PR #1282, opened 2024-02-28
feat(Gas Oracle): Improve Fetcher Error Handling

juan518munoz:
## What ❔

Replace `unwraps()` with better error handling.

## Why ❔

Upon failure, current request failures will bring down the whole system.

## Checklist

### DIFF
--- a/core/lib/zksync_core/src/native_token_fetcher/mod.rs
+++ b/core/lib/zksync_core/src/native_token_fetcher/mod.rs
@@ -1,4 +1,4 @@
-use std::{sync::Arc, time::Duration};
+use std::{cmp::min, sync::Arc, time::Duration};
 
 use async_trait::async_trait;
 use metrics::atomics::AtomicU64;
@@ -8,7 +8,36 @@ use tokio::{
 };
 use zksync_config::configs::native_token_fetcher::NativeTokenFetcherConfig;
 
-const MAX_CONSECUTIVE_NETWORK_ERRORS: u8 = 10;
+#[derive(Debug)]
+struct ErrorReporter {
+    current_try: u8,
+    alert_spawned: bool,
+}
+
+impl ErrorReporter {
+    const MAX_CONSECUTIVE_NETWORK_ERRORS: u8 = 10;
+
+    fn new() -> Self {
+        Self {
+            current_try: 0,
+            alert_spawned: false,
+        }
+    }
+
+    fn reset(&mut self) {
+        self.current_try = 0;
+        self.alert_spawned = false;
+    }
+
+    fn process(&mut self, err: anyhow::Error) {
+        self.current_try = min(self.current_try + 1, Self::MAX_CONSECUTIVE_NETWORK_ERRORS);
+        tracing::error!("Failed to fetch native token conversion rate from the server: {err}");
+        if self.current_try >= Self::MAX_CONSECUTIVE_NETWORK_ERRORS && !self.alert_spawned {
+            vlog::capture_message(&err.to_string(), vlog::AlertLevel::Warning);
+            self.alert_spawned = true;
+        }
+    }
+}
 
 /// Trait used to query the stack's native token conversion rate. Used to properly
 /// determine gas prices, as they partially depend on L1 gas prices, denominated in `eth`.
@@ -49,9 +78,9 @@ impl NativeTokenFetcherSingleton {
         match self
             .singleton
             .get_or_init(|| async {
-                let fetcher =
-                    NativeTokenFetcher::new(self.native_token_fetcher_config.clone()).await;
-                Ok(Arc::new(fetcher))
+                Ok(Arc::new(
+                    NativeTokenFetcher::new(self.native_token_fetcher_config.clone()).await?,
+                ))
             })
             .await
         {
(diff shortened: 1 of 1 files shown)


core/lib/zksync_core/src/native_token_fetcher/mod.rs
```diff
@@ -84,20 +89,35 @@ impl NativeTokenFetcher {
...
+
+                    tracing::error!(
+                        "Failed to fetch native token conversion rate from the server: {err}"
+                    );
+
+                    if network_consecutive_errors >= MAX_CONSECUTIVE_NETWORK_ERRORS {
+                        vlog::capture_message(&err.to_string(), vlog::AlertLevel::Warning);
+
+                        // reset the error counter to prevent sending multiple sentry errors consecutively
+                        network_consecutive_errors = 0;
```
popzxc, line 117: Nice! However, if the polling interval is set to 3 seconds, we would still get 2 alerts per minute, which is probably not a good idea.
Additionally, the retry logic seems to be mixed with the actual application logic.
Maybe we declare a helper structure that would encapsulate it. Something like this (pseudocode/not prettified):

```rust
struct ErrorReporter {
  current_try: u64,
  alert_spawned: bool,
}

impl ErrorReporter {
  const MAX_CONSECUTIVE_NETWORK_ERRORS: u8 = 10;
  fn reset(&mut self) {
    self.current_try = 0;
    self.alert_spawned = false;
  }
  fn process(&mut self, err: Error) {
    self.current_try += std::cmp::min(self.current_try + 1, Self::MAX_CONSECUTIVE_NETWORK_ERRORS);  
    tracing::error!("Failed to fetch native token conversion rate from the server: {err}");
    if self.current_try >= Self::MAX_CONSECUTIVE_NETWORK_ERRORS && !self.alert_spawned {
        vlog::capture_message(&err.to_string(), vlog::AlertLevel::Warning);
        self.alert_spawned = true;
    }
  }
}
```

popzxc: This way we will only spawn a single alert per server going down. We will still, however, spawn multiple alerts if the server goes up and down, but that's probably a good thing: otherwise someone may check that in this exact moment "huh, it's up right now, probably it's fine".

core/lib/zksync_core/src/native_token_fetcher/mod.rs
```diff
@@ -70,12 +72,15 @@ pub(crate) struct NativeTokenFetcher {
...
-            .unwrap();
+        let conversion_rate = match reqwest::get(format!("{}/conversion_rate", config.host)).await {
+            Ok(response) => response.json::<u64>().await.unwrap_or(1), // Prevent program from crashing altogether if the first request fails
+            Err(err) => {
+                tracing::error!(
+                    "Failed to fetch native token conversion rate from the server: {err}"
+                );
+                1
+            }
+        };
```
popzxc, line 83: I'm not 100% sure about that. When I wrote about [running with unsynchronized ratios](https://github.com/matter-labs/zksync-era/pull/996#discussion_r1503677218) I was thinking about using some outdated, but still real value (e.g. persisting the history of fetched ratios) -- which is why I wrote that we can tackle it separately, since it's a big topic.

What you proposed in the same discussion -- panic (or, even better, return `anyhow::Result<Self>`) if the reliable rate cannot be fetcher for the first time -- seems to be a better short-term approach.

core/lib/zksync_core/src/native_token_fetcher/mod.rs
juan518munoz: I agree, moving the error handling to a separate structure keeps code clean. I have two questions about your pseudocode:

1. In what case should we `reset()` the `ErrorReporter`? 
2. Should we keep this struct inside the same file? Or move it so it can be ussed by multiple components?

core/lib/zksync_core/src/native_token_fetcher/mod.rs
juan518munoz: Maybe we can just `.process()` this possible initial with the new `ErrorReporter` structure discussed above.

core/lib/zksync_core/src/native_token_fetcher/mod.rs
juan518munoz: I've implemented a simple `ErrorReporter`, be sure to check it out whenever you can.

core/lib/zksync_core/src/native_token_fetcher/mod.rs
```diff
@@ -82,41 +113,45 @@ pub(crate) struct NativeTokenFetcher {
...
-                .await?
-                .json::<u64>()
                 .await
-                .unwrap();
-
-            self.latest_to_eth_conversion_rate
-                .store(conversion_rate, std::sync::atomic::Ordering::Relaxed);
+            {
+                Ok(response) => {
+                    let conversion_rate = response.json::<u64>().await?;
```
popzxc, line 148: I guess it's fair to exit if the response is 200 but cannot be deserialized, but if done as implemented, the error will likely be pretty confusing and hard to analyze. Please add [`context`](https://docs.rs/anyhow/latest/anyhow/trait.Context.html#tymethod.context) here, e.g. `.await.context("Unable to parse the response of the native token conversion rate server")?`.

core/lib/zksync_core/src/native_token_fetcher/mod.rs
```diff
@@ -8,6 +8,37 @@ use tokio::{
 };
 use zksync_config::configs::native_token_fetcher::NativeTokenFetcherConfig;
 
+#[derive(Debug)]
```
popzxc, line 11: It's a very nitpicky thing, but maybe we could move this structure to the bottom of the file?
We normally (though surely not always) structure files in a way that represents the "important" stuff at the top and "less important" stuff at the bottom.

Though it's nothing significant, so feel free to leave as is if you don't feel like it.

core/lib/zksync_core/src/native_token_fetcher/mod.rs
juan518munoz: Addressed this and comment bellow in latest commit.

popzxc (approved):
Nice!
------------------------------------
## TASK ITEM:
Each record above must be restated in full, word for word.

## EXERCISE SOLUTION:
PR #1282, opened 2024-02-28
feat(Gas Oracle): Improve Fetcher Error Handling

juan518munoz:
## What ❔

Replace `unwraps()` with better error handling.

## Why ❔

Upon failure, current request failures will bring down the whole system.

## Checklist

### DIFF
--- a/core/lib/zksync_core/src/native_token_fetcher/mod.rs
+++ b/core/lib/zksync_core/src/native_token_fetcher/mod.rs
@@ -1,4 +1,4 @@
-use std::{sync::Arc, time::Duration};
+use std::{cmp::min, sync::Arc, time::Duration};
 
 use async_trait::async_trait;
 use metrics::atomics::AtomicU64;
@@ -8,7 +8,36 @@ use tokio::{
 };
 use zksync_config::configs::native_token_fetcher::NativeTokenFetcherConfig;
 
-const MAX_CONSECUTIVE_NETWORK_ERRORS: u8 = 10;
+#[derive(Debug)]
+struct ErrorReporter {
+    current_try: u8,
+    alert_spawned: bool,
+}
+
+impl ErrorReporter {
+    const MAX_CONSECUTIVE_NETWORK_ERRORS: u8 = 10;
+
+    fn new() -> Self {
+        Self {
+            current_try: 0,
+            alert_spawned: false,
+        }
+    }
+
+    fn reset(&mut self) {
+        self.current_try = 0;
+        self.alert_spawned = false;
+    }
+
+    fn process(&mut self, err: anyhow::Error) {
+        self.current_try = min(self.current_try + 1, Self::MAX_CONSECUTIVE_NETWORK_ERRORS);
+        tracing::error!("Failed to fetch native token conversion rate from the server: {err}");
+        if self.current_try >= Self::MAX_CONSECUTIVE_NETWORK_ERRORS && !self.alert_spawned {
+            vlog::capture_message(&err.to_string(), vlog::AlertLevel::Warning);
+            self.alert_spawned = true;
+        }
+    }
+}
 
 /// Trait used to query the stack's native token conversion rate. Used to properly
 /// determine gas prices, as they partially depend on L1 gas prices, denominated in `eth`.
@@ -49,9 +78,9 @@ impl NativeTokenFetcherSingleton {
         match self
             .singleton
             .get_or_init(|| async {
-                let fetcher =
-                    NativeTokenFetcher::new(self.native_token_fetcher_config.clone()).await;
-                Ok(Arc::new(fetcher))
+                Ok(Arc::new(
+                    NativeTokenFetcher::new(self.native_token_fetcher_config.clone()).await?,
+                ))
             })
             .await
         {
(diff shortened: 1 of 1 files shown)


core/lib/zksync_core/src/native_token_fetcher/mod.rs
```diff
@@ -84,20 +89,35 @@ impl NativeTokenFetcher {
...
+
+                    tracing::error!(
+                        "Failed to fetch native token conversion rate from the server: {err}"
+                    );
+
+                    if network_consecutive_errors >= MAX_CONSECUTIVE_NETWORK_ERRORS {
+                        vlog::capture_message(&err.to_string(), vlog::AlertLevel::Warning);
+
+                        // reset the error counter to prevent sending multiple sentry errors consecutively
+                        network_consecutive_errors = 0;
```
popzxc, line 117: Nice! However, if the polling interval is set to 3 seconds, we would still get 2 alerts per minute, which is probably not a good idea.
Additionally, the retry logic seems to be mixed with the actual application logic.
Maybe we declare a helper structure that would encapsulate it. Something like this (pseudocode/not prettified):

```rust
struct ErrorReporter {
  current_try: u64,
  alert_spawned: bool,
}

impl ErrorReporter {
  const MAX_CONSECUTIVE_NETWORK_ERRORS: u8 = 10;
  fn reset(&mut self) {
    self.current_try = 0;
    self.alert_spawned = false;
  }
  fn process(&mut self, err: Error) {
    self.current_try += std::cmp::min(self.current_try + 1, Self::MAX_CONSECUTIVE_NETWORK_ERRORS);  
    tracing::error!("Failed to fetch native token conversion rate from the server: {err}");
    if self.current_try >= Self::MAX_CONSECUTIVE_NETWORK_ERRORS && !self.alert_spawned {
        vlog::capture_message(&err.to_string(), vlog::AlertLevel::Warning);
        self.alert_spawned = true;
    }
  }
}
```

popzxc: This way we will only spawn a single alert per server going down. We will still, however, spawn multiple alerts if the server goes up and down, but that's probably a good thing: otherwise someone may check that in this exact moment "huh, it's up right now, probably it's fine".

core/lib/zksync_core/src/native_token_fetcher/mod.rs
```diff
@@ -70,12 +72,15 @@ pub(crate) struct NativeTokenFetcher {
...
-            .unwrap();
+        let conversion_rate = match reqwest::get(format!("{}/conversion_rate", config.host)).await {
+            Ok(response) => response.json::<u64>().await.unwrap_or(1), // Prevent program from crashing altogether if the first request fails
+            Err(err) => {
+                tracing::error!(
+                    "Failed to fetch native token conversion rate from the server: {err}"
+                );
+                1
+            }
+        };
```
popzxc, line 83: I'm not 100% sure about that. When I wrote about [running with unsynchronized ratios](https://github.com/matter-labs/zksync-era/pull/996#discussion_r1503677218) I was thinking about using some outdated, but still real value (e.g. persisting the history of fetched ratios) -- which is why I wrote that we can tackle it separately, since it's a big topic.

What you proposed in the same discussion -- panic (or, even better, return `anyhow::Result<Self>`) if the reliable rate cannot be fetcher for the first time -- seems to be a better short-term approach.

core/lib/zksync_core/src/native_token_fetcher/mod.rs
juan518munoz: I agree, moving the error handling to a separate structure keeps code clean. I have two questions about your pseudocode:

1. In what case should we `reset()` the `ErrorReporter`? 
2. Should we keep this struct inside the same file? Or move it so it can be ussed by multiple components?

core/lib/zksync_core/src/native_token_fetcher/mod.rs
juan518munoz: Maybe we can just `.process()` this possible initial with the new `ErrorReporter` structure discussed above.

core/lib/zksync_core/src/native_token_fetcher/mod.rs
juan518munoz: I've implemented a simple `ErrorReporter`, be sure to check it out whenever you can.

core/lib/zksync_core/src/native_token_fetcher/mod.rs
```diff
@@ -82,41 +113,45 @@ pub(crate) struct NativeTokenFetcher {
...
-                .await?
-                .json::<u64>()
                 .await
-                .unwrap();
-
-            self.latest_to_eth_conversion_rate
-                .store(conversion_rate, std::sync::atomic::Ordering::Relaxed);
+            {
+                Ok(response) => {
+                    let conversion_rate = response.json::<u64>().await?;
```
popzxc, line 148: I guess it's fair to exit if the response is 200 but cannot be deserialized, but if done as implemented, the error will likely be pretty confusing and hard to analyze. Please add [`context`](https://docs.rs/anyhow/latest/anyhow/trait.Context.html#tymethod.context) here, e.g. `.await.context("Unable to parse the response of the native token conversion rate server")?`.

core/lib/zksync_core/src/native_token_fetcher/mod.rs
```diff
@@ -8,6 +8,37 @@ use tokio::{
 };
 use zksync_config::configs::native_token_fetcher::NativeTokenFetcherConfig;
 
+#[derive(Debug)]
```
popzxc, line 11: It's a very nitpicky thing, but maybe we could move this structure to the bottom of the file?
We normally (though surely not always) structure files in a way that represents the "important" stuff at the top and "less important" stuff at the bottom.

Though it's nothing significant, so feel free to leave as is if you don't feel like it.

core/lib/zksync_core/src/native_token_fetcher/mod.rs
juan518munoz: Addressed this and comment bellow in latest commit.

popzxc (approved):
Nice!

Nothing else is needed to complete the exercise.